_Aim of the exercise:_
Your response should consist of every entry, unchanged.

_Material provided:_
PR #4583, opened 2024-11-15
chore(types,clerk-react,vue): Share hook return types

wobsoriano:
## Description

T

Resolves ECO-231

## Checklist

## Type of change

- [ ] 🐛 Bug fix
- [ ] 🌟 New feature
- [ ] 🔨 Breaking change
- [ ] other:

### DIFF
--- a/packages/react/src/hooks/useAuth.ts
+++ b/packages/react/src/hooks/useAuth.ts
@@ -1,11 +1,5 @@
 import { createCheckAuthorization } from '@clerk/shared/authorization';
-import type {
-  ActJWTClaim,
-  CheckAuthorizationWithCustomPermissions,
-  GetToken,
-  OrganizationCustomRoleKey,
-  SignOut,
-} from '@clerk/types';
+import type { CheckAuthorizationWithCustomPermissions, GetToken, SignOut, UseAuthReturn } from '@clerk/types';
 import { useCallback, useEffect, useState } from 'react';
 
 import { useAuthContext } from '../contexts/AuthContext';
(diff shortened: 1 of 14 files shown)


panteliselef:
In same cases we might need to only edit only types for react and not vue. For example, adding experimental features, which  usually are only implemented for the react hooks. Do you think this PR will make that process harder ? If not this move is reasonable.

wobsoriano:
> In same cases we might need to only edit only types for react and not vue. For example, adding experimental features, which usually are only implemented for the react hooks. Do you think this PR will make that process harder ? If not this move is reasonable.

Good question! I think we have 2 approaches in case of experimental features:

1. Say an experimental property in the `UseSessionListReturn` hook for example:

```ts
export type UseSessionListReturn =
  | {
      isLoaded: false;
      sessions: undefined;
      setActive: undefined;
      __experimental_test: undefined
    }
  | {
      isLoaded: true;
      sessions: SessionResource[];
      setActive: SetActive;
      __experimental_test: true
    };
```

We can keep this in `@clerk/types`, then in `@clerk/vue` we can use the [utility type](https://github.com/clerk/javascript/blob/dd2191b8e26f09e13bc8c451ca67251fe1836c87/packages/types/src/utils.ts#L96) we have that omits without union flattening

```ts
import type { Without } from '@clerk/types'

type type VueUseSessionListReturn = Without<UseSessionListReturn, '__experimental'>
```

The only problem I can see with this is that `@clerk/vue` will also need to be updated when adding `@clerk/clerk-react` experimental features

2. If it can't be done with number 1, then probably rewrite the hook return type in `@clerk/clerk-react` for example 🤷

_Worked solution:_
PR #4583, opened 2024-11-15
chore(types,clerk-react,vue): Share hook return types

wobsoriano:
## Description

T

Resolves ECO-231

## Checklist

## Type of change

- [ ] 🐛 Bug fix
- [ ] 🌟 New feature
- [ ] 🔨 Breaking change
- [ ] other:

### DIFF
--- a/packages/react/src/hooks/useAuth.ts
+++ b/packages/react/src/hooks/useAuth.ts
@@ -1,11 +1,5 @@
 import { createCheckAuthorization } from '@clerk/shared/authorization';
-import type {
-  ActJWTClaim,
-  CheckAuthorizationWithCustomPermissions,
-  GetToken,
-  OrganizationCustomRoleKey,
-  SignOut,
-} from '@clerk/types';
+import type { CheckAuthorizationWithCustomPermissions, GetToken, SignOut, UseAuthReturn } from '@clerk/types';
 import { useCallback, useEffect, useState } from 'react';
 
 import { useAuthContext } from '../contexts/AuthContext';
(diff shortened: 1 of 14 files shown)


panteliselef:
In same cases we might need to only edit only types for react and not vue. For example, adding experimental features, which  usually are only implemented for the react hooks. Do you think this PR will make that process harder ? If not this move is reasonable.

wobsoriano:
> In same cases we might need to only edit only types for react and not vue. For example, adding experimental features, which usually are only implemented for the react hooks. Do you think this PR will make that process harder ? If not this move is reasonable.

Good question! I think we have 2 approaches in case of experimental features:

1. Say an experimental property in the `UseSessionListReturn` hook for example:

```ts
export type UseSessionListReturn =
  | {
      isLoaded: false;
      sessions: undefined;
      setActive: undefined;
      __experimental_test: undefined
    }
  | {
      isLoaded: true;
      sessions: SessionResource[];
      setActive: SetActive;
      __experimental_test: true
    };
```

We can keep this in `@clerk/types`, then in `@clerk/vue` we can use the [utility type](https://github.com/clerk/javascript/blob/dd2191b8e26f09e13bc8c451ca67251fe1836c87/packages/types/src/utils.ts#L96) we have that omits without union flattening

```ts
import type { Without } from '@clerk/types'

type type VueUseSessionListReturn = Without<UseSessionListReturn, '__experimental'>
```

The only problem I can see with this is that `@clerk/vue` will also need to be updated when adding `@clerk/clerk-react` experimental features

2. If it can't be done with number 1, then probably rewrite the hook return type in `@clerk/clerk-react` for example 🤷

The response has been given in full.